Подобное направление вызывало одобрение Николая Павловича, и осмелевший Закревский потерял чувство меры, увидел себя неким московским царьком. Пришедшие весною 1855 года из Петербурга новости он встретил со смешанными чувствами. Что отставили ненавистного всем Клейнмихеля[48] — прекрасно, что намереваются отправить туда же Василия Долгорукова[49] — правильно, давно пора, а зачем государь дозволил чиновникам ношение бород — непонятно. Разрешение курить на улице Закревский объяснял тем, что новый государь сам был страстным курильщиком, но как можно было позволить свободный ввоз иностранных журналов и книг? Граф иностранных книг не читал (да и французский язык его вызывал улыбки московских аристократов), но был убеждён в их революционном и безбожном духе. В общем, московский генерал-губернатор являл собою сдержанную оппозицию новому царствованию, начало которого кто-то назвал «оттепелью».

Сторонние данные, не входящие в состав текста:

PR #249, opened 2020-10-28
[Feature][AES-2163] Add Background Image Option to Full Screen Scroll Component

beau-charman:
This PR addresses https://aesoponline.atlassian.net/browse/AES-2163 by adding a background element component, styles and logic to display a video or image given props provided

### DIFF
--- a/.storybook/GridOverlay.js
+++ b/.storybook/GridOverlay.js
@@ -1,4 +1,5 @@
 import React from 'react';
+import PropTypes from 'prop-types';
 import cx from 'classnames';
 import styles from './GridOverlay.module.css';
 
@@ -12,11 +13,13 @@ const generateColumns = () => {
   return columns;
 };
 
-const GridOverlay = ({ isActive = false }) => {
+const GridOverlay = ({ hasInvertedColours = false, isActive = false }) => {
   if (!isActive) return false;
 
   return (
-    <div className={styles.base}>
+    <div
+      className={cx(styles.base, { [styles.invertColour]: hasInvertedColours })}
+    >
       <div className={cx(styles.gutter, styles.left)} />
       {generateColumns()}
       <div className={cx(styles.gutter, styles.right)} />
@@ -24,8 +27,9 @@ const GridOverlay = ({ isActive = false }) => {
   );
 };
 
-
-
-GridOverlay.propTypes = {}
+GridOverlay.propTypes = {
+  hasInvertedColours: PropTypes.bool,
+  isActive: PropTypes.bool,
+};
 
 export default GridOverlay;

Менее твёрдости Закревский являл в личной жизни. Жена его, графиня Аграфена Фёдоровна, уже не была тою «Клеопатрою Невы», которую воспевали Баратынский и Пушкин[50], однако сохранила очарование красавицы, к чему добавились совсем иные качества — жадность и скупость. Ловкие фабриканты и откупщики, поставщики дров, сена, пеньки, зерна и любой иной продукции знали ход к графине, чьё слово значило в генерал-губернаторской канцелярии не меньше, чем мужнее. Графиня брала ассигнациями, а граф предпочитал округлять свои земельные владения, скупая по «подходящей» цене земли и целые усадьбы в Московской губернии. Снисходительное отношение Николая Павловича ободряло Закревского, но весной 1855 года тонким нюхом царедворца он почувствовал перемену ветра в Зимнем, и это настораживало.

30 августа 1855 года, в день именин нового государя, Закревский устроил, по обыкновению, парадный обед в своём дворце на Тверской. Приглашены были цвет московской аристократии, верхушка чиновничества и духовенства. Все приехали после службы в Чудовом монастыре, и неудивительно, что одной из тем разговоров стала сегодняшняя проповедь митрополита Филарета и он сам.

   — Поверите ли, я не узнала владыку — так он постарел за лето. Старец — одно слово! И говорит так тихо, что и в ближнем ряду едва разберёшь, — со сдержанным недовольством говорила хозяйка. Затянутая в корсет, с модной причёской, в веденеповом платье, отделанном аграмантом[51], и в пелерине из горностая, крытой алым шёлком, блистающая бриллиантами в ушах, на груди и на запястьях, в тёмном углу гостиной она выглядела много моложе своих пятидесяти пяти лет.

   — Что ж вы хотите, ваше сиятельство, ему семьдесят с лишком, — почтительно заметил Андрей Николаевич Муравьев. — И то удивительно, что служит ещё и сохраняет остроту разума. И беседа его нынешняя всё так же чудесна, как и ранее.

вернуться

48

Что оставили ненавистного всем Клейнмихеля — прекрасно, что намереваются отправить туда же Василия Долгорукова — правильно... — Клейнмихель Пётр Андреевич (1793—1869) — граф, русский государственный деятель. В 1842—1855 гг. главноуправляющий путями сообщения и публичными зданиями, руководил постройкой железной дороги Петербург — Москва; уволен за злоупотребления по службе.

вернуться

49

Долгоруков Василий Андреевич (1804—1868) — князь, русский государственный деятель. С 1853 г. был военным министром, в 1856—1866 гг.— шефом жандармов и главным начальником III Отделения.

вернуться

50

Жена его, графиня Аграфена Фёдоровна, уже не была тою «Клеопатрою Невы», которую воспевали Баратынский и Пушкин... — Закревская Аграфена Фёдоровна (урожд. графиня Толстая; 1799—1879), с 1818 г. жена А. А. Закревского, предмет увлечения Е. А. Баратынского, П. А. Вяземского, А. С. Пушкина. О влюблённости Пушкина в Закревскую существует запись в дневнике А. А. Олениной. Вяземский писал А. И. Тургеневу, что Пушкин «целое лето кружился в вихре петербургской жизни» и воспевал Закревскую. Ей посвящены стихотворения Пушкина (1828): «Портрет» («С своей пылающей душою...»), «Наперсник» («Твоих признаний, жалоб нежных...»), «Счастлив, кто избран своенравно...». Имя Аграфена Пушкин включил в свой так называемый «дон-жуанский список» (1829).

вернуться

51

Аграмант — узорочное плетение из цветных шнурков для обшивки женских уборов, одежды, занавесок и пр.